PR #1086, opened 2021-02-01
Refactor prediction pipeline. Reroute prediction input through a Dataset/DataLoader so that the base_transform can be applied to it.

### LINKED ISSUE #1053: Apply base_transform in the predict stage
Currently, the predict stage uses an entirely different code path than validation, and therefore, the input does not go through the `base_transform` transform (which might include things like resizing and normalization). This means that the input is not guaranteed to be in the form that the model expects.

AdeelH:
## Overview

This PR
- moves the bulk of the prediction logic from `RVPipeline` to the learner backend
  - where a `SlidingWindowGeoDataset` is used to traverse the scene
  - this dataset is created via the `Learner`, so has access to the `base_transform` transform
- makes prediction params (`chip_sz`, `batch_sz`, `stride`) configurable using `RVPipeline.predict_options`
  - these override `predict_chip_sz` and `predict_batch_sz` if specified
- adds an `iter_predictions()` method to the `Learner` that returns a generator of predictions from a `DataLoader`
  - motivation: avoid possibly storing all the predictions of a scene in memory twice (once as the return values of `predict_dataloader()` and then as `Labels`)
- adds a `__setitem__` to the `Labels` subclasses for ease of use with the new prediction code
- adds `--ipc=host` to the `docker run` command used for CI testing (`.travis/test`)

### Checklist

Closes #1053

### DIFF
--- a/.travis/test
+++ b/.travis/test
@@ -6,5 +6,5 @@ if [ "$IMAGE_TYPE" = "pytorch" ]; then
     docker run -w $(pwd) -v $(pwd):$(pwd) --rm -it ${PYTORCH_IMAGE} rm -f $(pwd)/.coverage $(pwd)/coverage.xml
     docker run --rm -it ${PYTORCH_IMAGE} /opt/src/scripts/style_tests
     docker run --rm -it ${PYTORCH_IMAGE} /opt/src/scripts/unit_tests
-    docker run --rm -it ${PYTORCH_IMAGE} /opt/src/scripts/integration_tests
+    docker run --rm -it --ipc=host ${PYTORCH_IMAGE} /opt/src/scripts/integration_tests
 fi
--- a/rastervision_core/rastervision/core/data/label/chip_classification_labels.py
+++ b/rastervision_core/rastervision/core/data/label/chip_classification_labels.py
@@ -1,3 +1,7 @@
+from typing import Tuple, Union
+
+import numpy as np
+
 from rastervision.core.box import Box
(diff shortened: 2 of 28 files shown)


lewfish (commented):
We talked about this PR in person, but I want to record some notes about this for later:
* It seems like this PR was bigger than it needed to be to address the original issue which was applying the same transformation at prediction time as during training. 
* Refactoring to remove the prediction logic from the `core` package and doing it in the `pytorch_backend` and `pytorch_learner` using the `GeoDataset` has the disadvantage that this logic needs to be replicated in any new backend that is added. On the other hand, it seems advantageous that we can re-use some of the sliding window logic that's in the `GeoDataset`. By making predictions using the `DataLoader` which has support for multiple threads, we could potentially get a speed improvement.
* If we were to keep the current PR, we would need to modify `Backend` so that the signature of the `predict` method is in sync with the one in `PytorchLearnerBackend`

AdeelH:
See #1112 for a minimal fix for #1053.

> It seems like this PR was bigger than it needed to be to address the original issue which was applying the same transformation at prediction time as during training.

Agreed. This PR is additionally addressing an additional concern not currently captured in an issue. Namely that the 'pipelines' through which data is fed into the model during validation and prediction are different and must be maintained separately to ensure that the processing they do on the data is equivalent. This means that things like the application of transforms, normalization, conversion to PyTorch etc. (and any changes to these in the future) have to be duplicated.

AdeelH:
Stale.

####################

Your goal:
Considering each line of the records on its own, count those that contain "needed" and give only that number.

Solution:
2